What strategies can be adopted to prevent this from happening?
“There is broad consensus among specialists that the repressive approach has run its course, just as in health policy the emphasis on providing health services is ineffective if the population does not adjust its lifestyle, or a purely policing approach to situations of social exclusion. Investing more resources in firefighting is a headlong rush that leads nowhere and, according to the firefighting paradox, the gains made through increased resources will be more than offset by the collapse of those resources in a mega-fire. More proactive approaches and policies are needed in both the areas of forest fires and biodiversity.
The solution lies in reclaiming the management of rural and peri-urban areas, including the landscape, and integrating fire risk into all land-related activities by addressing structural problems such as smallholdings, the separation of land management and ownership, modernizing public forest management, boosting demand for wool, biomass, and the natural and sustainable products the land offers, and overcoming the systemic “free-riding” on forests and rural areas imposed by urban society—a phenomenon highlighted by the demographic collapse of inland regions and wildfires.
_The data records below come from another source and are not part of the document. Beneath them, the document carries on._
Issue #4036, opened 2023-12-20
[Bug]: LWC 3.7.0 and QGIS 3.34 raster - symbology


josemvm:
### What is the bug?

qgis desktop 3.22.16
![imagem](https://github.com/3liz/lizmap-web-client/assets/10053874/cd21c64e-cc24-4c53-8b6f-30ea1933e392)
LWC 3.6.8
![imagem](https://github.com/3liz/lizmap-web-client/assets/10053874/c9e9b7dd-e50d-4eeb-b79a-7c10a56f5389)

===========
qgis desktop 3.28.13
![imagem](https://github.com/3liz/lizmap-web-client/assets/10053874/ac8c7e95-aef9-425e-9d69-8373984a0a2e)
LWC 3.7.0
![imagem](https://github.com/3liz/lizmap-web-client/assets/10053874/0ee2d0b5-333d-42b2-b7ab-33974964aabf)

### Steps to reproduce the issue

.

### Versions

**Versions :**

* Lizmap Web Client : 3.7.0
* Lizmap plugin : 4.1.1
* QGIS Desktop : 3.28.13
* QGIS Server : 3.28.13
* Py-QGIS-Server : not used
* QGIS Server plugin atlasprint : 3.3.2
* QGIS Server plugin lizmap_server : 2.8.1
* QGIS Server plugin wfsOutputExtension : 1.8.0

<details>
<summary>List of safeguards :</summary>
<br/>

* Mode : normal
* Allow parent folder : no
* Prevent other drive : no
* Prevent PG service : no
* Prevent PG Auth DB : no
* Force PG user&pass : no
* Prevent ECW : no
</details>

### Check Lizmap plugin

- [X] I have done the step just before in the Lizmap QGIS desktop plugin before opening this ticket. Otherwise, my ticket is not considered valid and might get closed.

### Operating system

Ubuntu 22.04

### Browsers

Firefox

### Browsers version

Firefox 120.0.1

josemvm:
in case of linear interpolation, not for discrete or exact interpolation

Gustry:
Similar to https://github.com/qgis/QGIS/issues/55651 ?

josemvm:
no, only in case of linear interpolation type not for discrete or exact interpolation type

Antoviscomi:
@josemvm in my LWC 3.7 the color ramp it's not rendered as in screenshot below
[...]

PR #4211, opened 2024-02-15
[Bugfix] WMS GetLegendGraphic for no symbols layer

rldhont:
Funded by Conseil Départemental du Calvados


josemvm:
@rldhont Is it expected that this solution will fix this problem https://github.com/3liz/lizmap-web-client/issues/4036 ?

rldhont:
@josemvm It will not fix #4036, it fixes the way GetLegendGraphic returns ERROR 500 if a layer has no style.

josemvm:
@rldhont thanks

Consider just two examples:
- Forests are extending the useful life of reservoirs, but hydroelectric fees go toward investments in irrigation rather than to the mountains; and when hydroelectric plants are decommissioned, the land is not returned to the landowners—mountain municipalities—nor do water bills return anything to the forests, but rather to wastewater treatment plants, water treatment plants, canals, etc. in accordance with the principle of full cost recovery set forth in the Water Directive, which currently lacks the necessary services.
- Forests offset 20% of Spain’s CO2 emissions, but they can only enter voluntary carbon markets if new forests are planted, meaning that areas of our country that were never deforested now face a new burden (maintaining carbon stocks) without receiving the slightest recognition under the ethically highly questionable principle of additionality.”